Instructions for the task. In the listing below, locate the line that contains "PR #5636, opened 2020-08-22" and the line that contains "the next hit.". Restate word for word those two lines and every line between them, and nothing else.

Exercise data.
PR #5364, opened 2020-07-10
Add batching to miner resource request when mining

Mekle001:
- When the miner is mining, inflate resource requests up to 32 to minimize dman trips

Review please


src/main/java/com/minecolonies/coremod/colony/buildings/AbstractBuildingStructureBuilder.java
```diff
@@ -669,7 +674,7 @@ public void checkOrRequestBucket(@Nullable final BuilderBucket requiredResources
                         break;
                     }
 
-                    worker.createRequestAsync(new Stack(itemStack.getItemStack(), requestCount, requestCount));
+                    worker.createRequestAsync(new Stack(itemStack.getItemStack(), Math.max(requestCount, resourceBatchSize), requestCount));
```
Raycoms: That looks simpler than what I would've expected even.
I would make the resourceBatchSize a getter which on default returns 1  (in the abstract building of the structure builders) and in the miner returns 10.

Such that here we request requestCount * getResourceBatchSize

Mekle001: I like it.

Raycoms: This way instead of requesting 32 planks and 32 fences, we request 30/40 (which is a better ratio considering what we need too)

src/main/java/com/minecolonies/coremod/colony/buildings/workerbuildings/BuildingMiner.java
```diff
@@ -168,6 +168,15 @@ public int getMaxBuildingLevel()
         return MAX_BUILDING_LEVEL;
     }
 
+    /**
+     * The Miner wants to get multiple nodes/levels worth of stuff when requesting.
+     */
+    @Override
+    public int getResourceBatchMultiplier() {
+        //Ask for 10x the resources if possible
```
Raycoms, line 177: bracket should go down.

marchermans (approved):

PR #5601, opened 2020-08-18
[1.16/HotFix] CME When changing job.

marchermans:
Fixing the CME caused by premature optimization applied by @someaddons


someaddons:
got a stacktrace of the issue? Can't think of a place where we'd remove an AI during iteration

someaddons:
nvm, I see the goalselector immediately removes it

someaddons (approved):
Should PR this to 1.15 aswell

Raycoms:
Is this necessary? Can't we iterate over new ArrayList<>(goals) ? (I have this also in my current upcoming PR)

PR #5636, opened 2020-08-22
Feature/improvements

Raycoms:
- Adds rack rendering
- Adds avoidance of unnecessary calls to setActive in dman
- Add way to trace racks with item (Added a HighlightManager for this sake)

Review please

### DIFF
--- a/src/main/java/com/minecolonies/coremod/entity/ai/basic/AbstractEntityAICrafting.java
+++ b/src/main/java/com/minecolonies/coremod/entity/ai/basic/AbstractEntityAICrafting.java
@@ -15,7 +15,6 @@ import com.minecolonies.api.util.InventoryUtils;
 import com.minecolonies.api.util.ItemStackUtils;
 import com.minecolonies.api.util.Tuple;
 import com.minecolonies.coremod.colony.buildings.AbstractBuildingWorker;
-import com.minecolonies.coremod.colony.buildings.AbstractBuildingCrafter;
 import com.minecolonies.coremod.colony.jobs.AbstractJobCrafter;
 
 import net.minecraft.block.Blocks;
@@ -36,7 +35,7 @@ public abstract class AbstractEntityAICrafting<J extends AbstractJobCrafter<?, J
     /**
      * Time the worker delays until the next hit.
      */
-    protected static final int HIT_DELAY = 20;
+    protected static final int HIT_DELAY = 10;
 
     /**
      * Increase this value to make the product creation progress way slower.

Solution.
PR #5636, opened 2020-08-22
Feature/improvements

Raycoms:
- Adds rack rendering
- Adds avoidance of unnecessary calls to setActive in dman
- Add way to trace racks with item (Added a HighlightManager for this sake)

Review please

### DIFF
--- a/src/main/java/com/minecolonies/coremod/entity/ai/basic/AbstractEntityAICrafting.java
+++ b/src/main/java/com/minecolonies/coremod/entity/ai/basic/AbstractEntityAICrafting.java
@@ -15,7 +15,6 @@ import com.minecolonies.api.util.InventoryUtils;
 import com.minecolonies.api.util.ItemStackUtils;
 import com.minecolonies.api.util.Tuple;
 import com.minecolonies.coremod.colony.buildings.AbstractBuildingWorker;
-import com.minecolonies.coremod.colony.buildings.AbstractBuildingCrafter;
 import com.minecolonies.coremod.colony.jobs.AbstractJobCrafter;
 
 import net.minecraft.block.Blocks;
@@ -36,7 +35,7 @@ public abstract class AbstractEntityAICrafting<J extends AbstractJobCrafter<?, J
     /**
      * Time the worker delays until the next hit.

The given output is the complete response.